Dfu-util - page not writeable

Hello,
I’ve recently moved my dev machine from Manjaro to Fedora but now I’m having trouble using the bootloader, namely uploading the binary through dfu-util.
I’m getting: “Last page at 0x0802120f is not writeable”

full output from make program-dfu:

dfu-util -a 0 -s 0x08000000:leave -D build/app.bin -d ,0483:df11
dfu-util 0.11

Copyright 2005-2009 Weston Schmidt, Harald Welte and OpenMoko Inc.
Copyright 2010-2021 Tormod Volden and Stefan Schmidt
This program is Free Software and has ABSOLUTELY NO WARRANTY
Please report bugs to dfu-util / Tickets

dfu-util: Warning: Invalid DFU suffix signature
dfu-util: A valid DFU suffix will be required in a future dfu-util release
Opening DFU capable USB device…
Device ID 0483:df11
Device DFU version 011a
Claiming USB DFU Interface…
Setting Alternate Interface #0
Determining device status…
DFU state(2) = dfuIDLE, status(0) = No error condition is present
DFU mode device DFU version 011a
Device returned transfer size 4096
DfuSe interface name: "Flash "
Downloading element to address = 0x08000000, size = 135696
dfu-util: Last page at 0x0802120f is not writeable
make: *** […/libDaisy/core/Makefile:330: program-dfu] Error 64

Any help would be greatly appreciated.
Cheers!

Blockquote
Downloading element to address = 0x08000000, size = 135696

Isn’t this too big?
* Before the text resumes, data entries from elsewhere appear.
PR #3396, opened 2022-11-16
Introduce script to create an issue when it is time to create another rancher-desktop-docker-cli release

### LINKED ISSUE #3119: Automate updates of `rancher-desktop-docker-cli` upon new releases of `docker-cli`

adamkpickering:
Closes #3119.

This PR is similar to #3377. I introduced `RancherDesktopRepository` to eliminate duplication where it was feasible, and modified `unreleased-change-monitor.ts` and `docker-cli-monitor.ts` to use it.

Edit: the original issue implies that we want to automate releases of rancher-desktop-docker-cli when new tags on docker/cli are detected. This doesn't do that: I had a conversation with @jandubois and it was decided that we would create issues to remind us to release rancher-desktop-docker-cli, rather than automating the releases themselves.

### DIFF
--- a/scripts/docker-cli-monitor.ts
+++ b/scripts/docker-cli-monitor.ts
@@ -1,7 +1,6 @@
 import path from 'path';
 
-import { Octokit } from 'octokit';
-import { readDependencyVersions, getOctokit } from 'scripts/lib/dependencies';
+import { readDependencyVersions, getOctokit, RancherDesktopRepository, IssueOrPullRequest } from 'scripts/lib/dependencies';
 import semver from 'semver';
 
 const GITHUB_OWNER = process.env.GITHUB_REPOSITORY?.split('/')[0] || 'rancher-sandbox';
@@ -10,8 +9,7 @@ const DOCKER_CLI_OWNER = process.env.DOCKER_CLI_OWNER || 'docker';
 const DOCKER_CLI_REPO = process.env.DOCKER_CLI_REPO || 'cli';
 const TAG_REGEX = /^v[0-9]+\.[0-9]+\.[0-9]+$/;
 const SCRIPT_NAME = 'docker-cli-monitor';
-
-type Issue = Awaited<ReturnType<Octokit['rest']['search']['issuesAndPullRequests']>>['data']['items'][0];
+const mainRepo = new RancherDesktopRepository(GITHUB_OWNER, GITHUB_REPO);
 
 async function getLatestDockerCliVersion(): Promise<string> {
   const result = await getOctokit().rest.repos.listTags({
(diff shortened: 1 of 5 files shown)


mook-as (changes requested):
Just need a version comparison.

scripts/docker-cli-monitor.ts
```diff
@@ -0,0 +1,72 @@
...
+const DOCKER_CLI_OWNER = process.env.DOCKER_CLI_OWNER || 'docker';
+const DOCKER_CLI_REPO = process.env.DOCKER_CLI_REPO || 'cli';
+const TAG_REGEX = /^v[0-9]+\.[0-9]+\.[0-9]+$/;
+const SCRIPT_NAME = 'docker-cli-monitor';
+const mainRepo = new RancherDesktopRepository(GITHUB_OWNER, GITHUB_REPO);
+
+async function getLatestDockerCliVersion(): Promise<string> {
+  const result = await getOctokit().rest.repos.listTags({ owner: DOCKER_CLI_OWNER, repo: DOCKER_CLI_REPO });
+  const tags = result.data;
+  const latestTag = tags.find(tag => TAG_REGEX.test(tag.name));
```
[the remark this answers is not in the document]
adamkpickering: It seems that docker versions are super weird. I thought they looked like semver, but that doesn't explain the middle set of numbers (we went from 18.09.xx to 19.03.xx to 20.10.xx). My best guess is that the first two numbers are the year and month of the last "major" version release, with the last set of numbers being the "patch" release.

Either way, `semver` is choking on numbers like `19.03.15`, I think because of the 0 in `03`. And we can't sort by alphabetical order, because then `19.03.2` comes before `19.03.10`. Funny enough, the array returned from github seems to be sorted correctly:
```
[
  'v20.10.23', 'v20.10.22', 'v20.10.21', 'v20.10.20',
  'v20.10.19', 'v20.10.18', 'v20.10.17', 'v20.10.16',
  'v20.10.15', 'v20.10.14', 'v20.10.13', 'v20.10.12',
  'v20.10.11', 'v20.10.10', 'v20.10.9',  'v20.10.8',
  'v20.10.7',  'v20.10.6',  'v20.10.5',  'v20.10.4',
  'v20.10.3',  'v20.10.2',  'v20.10.1',  'v20.10.0',
  'v19.03.15', 'v19.03.14', 'v19.03.13', 'v19.03.12',
  'v19.03.11', 'v19.03.10', 'v19.03.9',  'v19.03.8',
  'v19.03.7',  'v19.03.6',  'v19.03.5',  'v19.03.4',
  'v19.03.3',  'v19.03.2',  'v19.03.1',  'v19.03.0',
  'v18.09.9',  'v18.09.8',  'v18.09.7',  'v18.09.6',
  'v18.09.5',  'v18.09.4',  'v18.09.3',  'v18.09.2',
  'v18.09.1',  'v18.09.0'
]
```
Note that I removed the beta and rc version numbers from the above. It seems like github knows how docker versions work, and yet I can't find anywhere it's documented. I'll take more of a look tomorrow.

scripts/docker-cli-monitor.ts
```diff
@@ -0,0 +1,82 @@
...
+  }
+  fullReleaseTags.sort((previous, current) => {
+    const previousWithoutV = previous.name.replace('v', '');
+    const currentWithoutV = current.name.replace('v', '');
+
+    return semver.rcompare(previousWithoutV, currentWithoutV, { loose: true });
+  });
+  const latestTag = fullReleaseTags[0];
+
+  return latestTag.name;
```
mook-as, line 32:
```suggestion
  return fullReleaseTags.shift().name;
```
If we use `semver.compare` instead of `semver.rcompare`, then it's `fullReleaseTags.pop().name` (which is slightly cheaper).

Thinking about it, though, we don't need to sort the whole thing, just the max, so…
```ts
const rawVersions = fullReleaseTags.map(r => r.name);
return rawVersions.reduce((p, v) => semver.gt(p.replace('v', ''), v.replace('v', ''), {loose: true}) ? p : v);
```

mook-as (approved):
This is basically fine; there's an optimization we can have, up to you if you want to make the effort to do it.

scripts/docker-cli-monitor.ts
adamkpickering: I went to use `fullReleaseTags.pop().name`, but typescript is telling me that `fullReleaseTags.pop()` could be `undefined`. So we'd have to introduce a check for this. I think we'll just leave it, thanks for the feedback though.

The STM32H750 has 128Kb of flash, from 0x08000000 to 0x8020000.
Max size in decimal is 131072, so your binary is about 4k too big to fit…

Cheers

Thanks for your reply but maybe you didn’t understand that I’m using the bootloader. This same program used to upload fine. In any case the same happens with a stripped down program, in this case a DAC test:

#include “daisy_seed.h”

using namespace daisy;

using InBuf = daisy::AudioHandle::InputBuffer;
using OutBuf = daisy::AudioHandle::OutputBuffer;

DaisySeed hw;

static void AudioCallback(InBuf in, OutBuf out, size_t size)
{

for(size_t i = 0; i < size; ++i) {
float sig = 0.0f;
out[0][i] = out[1][i] = sig * 0.5f;
}
}

int main(void)
{
hw.Configure();
hw.Init();

hw.adc.Start();
hw.StartAudio(AudioCallback);

uint32_t now = System::GetNow();
uint32_t last_update = System::GetNow();

float dac1_value = 0.0f;
float dac2_value = 0.0f;

for(;:wink:
{
now = System::GetNow();

if (now - last_update > 1000)
{
  dac1_value += 0.01;
  dac2_value += 0.01;

  if (dac1_value > 1.0f) {dac1_value = 0;};
  if (dac2_value > 1.0f) {dac2_value = 0;};
  last_update = now;
}

hw.dac.WriteValue(DacHandle::Channel::ONE , (uint16_t)(dac1_value * 4095.f));
hw.dac.WriteValue(DacHandle::Channel::TWO , (uint16_t)(dac2_value * 4095.f));

}
}

output from make:
Memory region Used Size Region Size %age Used
FLASH: 0 GB 128 KB 0.00%
DTCMRAM: 15160 B 128 KB 11.57%
SRAM: 64932 B 480 KB 13.21%
RAM_D2_DMA: 16 KB 32 KB 50.00%
RAM_D2: 0 GB 256 KB 0.00%
RAM_D3: 0 GB 64 KB 0.00%
ITCMRAM: 0 GB 64 KB 0.00%
SDRAM: 0 GB 64 MB 0.00%
QSPIFLASH: 0 GB 7936 KB 0.00%

Thanks!
(sorry for the funky formatting)

Ok, I don’t have any experience with using the bootloader. The log output from dfu-util would seem to indicate that it was trying to write to flash where the bootloader was kept, so I’d start by looking into that. You may need to reflash the bootloader itself if you’ve inadvertently stomped on it.

Cheers

OK, I just realized what was happening. Apparently the addresses are now being set on the core Makefile using the APP_TYPE variable. This wasn’t the case the last time I updated libDaisy. Setting APP_TYPE to BOOT_SRAM on my Makefile fixed the problem.

Thanks to your comment, I spotted the problem from the memory region it was trying to use. So, cheers for that!